Issue #2790, opened 2026-08-30
apr run --gpu on the 7B silently falls back to CPU after the F2 parity gate rejects at cosine 0.9278: any tok/s from that path is a CPU number with a GPU label


noahgift:
Found by PERF-059 while root-causing the batched-decode garbage.

**`apr run --gpu` on the 7B has never been a CUDA run.** The F2 parity gate rejects the CUDA path at **cosine 0.9278 (position 46)** on 3 of 3 runs, and the process falls back through wgpu to CPU. The 1.5B does not exhibit this.

So **any 7B tok/s figure taken from that path is a CPU number wearing a GPU label.**

This is the provenance failure this epic exists to remove, in a new place. It is the same family as:

- **#2754** — `tokenization.method` asserting `server_usage` over client-counted tokens
- **#2779** — `wgpu = ["inference"]` reporting a GPU backend it does not enable
- **#2780** — `provenance.model` echoing a clap default, so a 0.5B run passed as `default`

Each is a field or a label that describes an intent rather than what happened, with nothing cross-checking it. Here the label is the `--gpu` flag itself: the user asks for GPU, the parity gate silently declines, and the run reports throughput as though the request had been honoured.

## Why the fallback is the defect, not the rejection

The F2 gate rejecting a numerically-divergent CUDA path is **correct behaviour** — that is what it is for, and given #2767/#2770/#2789 it is rejecting for good reason. The defect is that the fallback is **silent and unrecorded**: nothing in the output, and nothing in a receipt, distinguishes "ran on GPU" from "asked for GPU, was refused, ran on CPU".

Compare **I-2 (resolved-versus-requested)**, which this epic already applies to `--gpu-layers`: a run must record what it *resolved*, not what was *requested*. The same rule plainly applies here and is not being enforced.

## Suggested

1. **Make the fallback loud.** A refused accelerator request should be a stated condition — visible on stdout and carried in the receipt — not a quiet downgrade. `ensure_accelerator_available()` already exists for the explicit-`--gpu` case; this is the parity-gate path reaching the same outcome by a different route.
2. **Record resolved-vs-requested for the compute path**, exactly as I-2 requires for layer counts. A receipt whose `compute_class` says `cuda` for a run that executed on CPU is unfalsifiable provenance, and `bench_receipt.py` would validate it.

[...]

Issue #2780, opened 2026-08-29
provenance.model is the join key that makes cross-host comparison 'impossible to express', and neither end validates it: a 0.5B run passed as 'default'


noahgift:
Found by PERF-055 while producing the first receipt the gate's real mode has ever accepted.

**The first real receipt read `"model": "default"` and the gate said PASS.**

`provenance.model` is the join key whose own docstring says cross-host comparison *"should be impossible to express, not merely discouraged."* **Neither end validates it.**

- **The producer** copies the operator's `--model` flag straight through, and clap's default for that flag is the literal string `default`. Present on `feat/r1-2719` and on `feat/v7-receipt` line 223 — it is not among v7's three provenance fixes (#2754/#2755/#2756).
- **The server does not constrain it.** A run serving a 0.5B Qwen answered `"model":"llama3-70b-there-is-no-such-model"` without complaint.
- **The validator checked absence only**, recording it through `_join_key_incomplete` — written at line 56 and **read by zero other lines in the repo**. A value that is present and meaningless passed.

So the field that exists to make a cross-host comparison unexpressible would happily join a 0.5B run on one host to a 70B run on another, and every schema check would pass.

Same family as #2754 (`tokenization.method` asserting `server_usage` over client-counted tokens) and #2779 (`wgpu` reporting a backend it does not enable): a provenance field nothing cross-checks against what actually happened. This one is worse because it is the **join key** — it is what makes two receipts comparable at all.

## Fixed in PERF-055 (`808f1a9b2`)

Present-and-meaningless is now an error. Absence stays reported-not-failed, which is the documented #2696 deferral that `00_pristine.json` depends on.

Measured on a real artifact rather than a fixture:

```
placeholder + unfixed gate  -> PASS
placeholder + fixed gate    -> FAIL
honest receipt + fixed gate -> PASS
```

Case floor 14 -> 18, each mutation-verified, including an **over-reach** discrimination case (make everything a placeholder) that turns `15_join_key_real_values` RED — without it the rule could be "reject every join key" and still read green.

## Still open, and it is the real fix

The producer should **read `provenance.model` from the server** rather than echo the operator's flag. `GET /api/tags` returns the loaded model; `/v1/models` returns only the echoed placeholder. Until then the guard catches obvious placeholders but cannot catch an operator who passes a plausible wrong name — and per I-9 a band may not be re-run to green, so a mislabelled cell is a spent run.

noahgift:
[...]

PR #2803, opened 2026-08-31
fix(perf-gate): two provenance fields recorded intent, not outcome (#2790, #2780)

noahgift:
#2790 and #2780 are the same defect twice: **a receipt field that repeats what the operator asked for instead of what the machine did.**

This is the enforcement-integrity class — a provenance field recording intent cannot falsify anything, because it agrees with the request by construction.

## Part 1 — `apr run --gpu` on the 7B has never been a CUDA run (#2790)

Measured on lambda-vector, apr built from a866988e4 with `--features cuda`. The receipt recorded the requested device, not the resolved one, so a silent CPU fallback was indistinguishable from a GPU run in every receipt ever produced.

## Part 2 — the resolution line

Adds `scripts/check_compute_resolution_line.sh` and `scripts/perf-receipt-fields.yaml`, so a receipt must carry what was **resolved**, and a run that fell back is visible as a fallback.

Relates to the recorded I-2 rule: a run must record what it resolved, not what was requested.

Refs #2790, #2780, APR-PERF-GATE-001 (#2706)


noahgift:

```
DEGRADED: pmat index d6c6c6f is 71 commits behind main and NOT an ancestor of the PR head (MCP ConnectionRefused; pmat CLI 3.34.0 used instead) | pr-review v2.0.0 | verdict=DEGRADED | consultations: pmat=consulted cuda=consulted crux=consulted mutation=consulted | findings=6 (cited=1 measured=5 asserted=0) | index=d6c6c6f ancestor=false
```

**6 findings raised, 3 survived adversarial refutation** (three independent verifiers per finding — correctness / scope / evidence-quality lenses, refute-by-default). Refuted findings are dropped, not shown.

---

### 1. compute_resolution.rs cites `scripts/check_compute_class_vocabulary.sh` as the guard that catches vocabulary divergence; that script has never existed

`crates/aprender-serve/src/infer/compute_resolution.rs:57` · grounding: **measured** · blocking class: `none`

**Evidence**

```
Source claim (compute_resolution.rs:53-57):

    /// The token set is `COMPUTE_CLASSES` in `scripts/lib/bench_receipt.py`. It is
    /// duplicated here rather than derived because a receipt schema and an
    /// inference engine cannot share a type across a language boundary — but the
    /// guard `scripts/check_compute_class_vocabulary.sh` fails when they diverge.

Measured:

    $ git ls-tree -r origin/feat/y6-provenance --name-only | grep -i "compute_class_vocab"
    (no output)
    $ git log --all --oneline --diff-filter=A -- 'scripts/check_compute_class_vocabulary.sh'
    (no output)
    $ git show origin/feat/y6-provenance:.github/workflows/ci.yml | grep -in compute_class_vocabulary

```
■ ■ ■
Exercise requirements: In the entries above, find each line that includes the string "asserting" and copy it.

Exercise answer:
- **#2754** — `tokenization.method` asserting `server_usage` over client-counted tokens
Same family as #2754 (`tokenization.method` asserting `server_usage` over client-counted tokens) and #2779 (`wgpu` reporting a backend it does not enable): a provenance field nothing cross-checks against what actually happened. This one is worse because it is the **join key** — it is what makes two receipts comparable at all.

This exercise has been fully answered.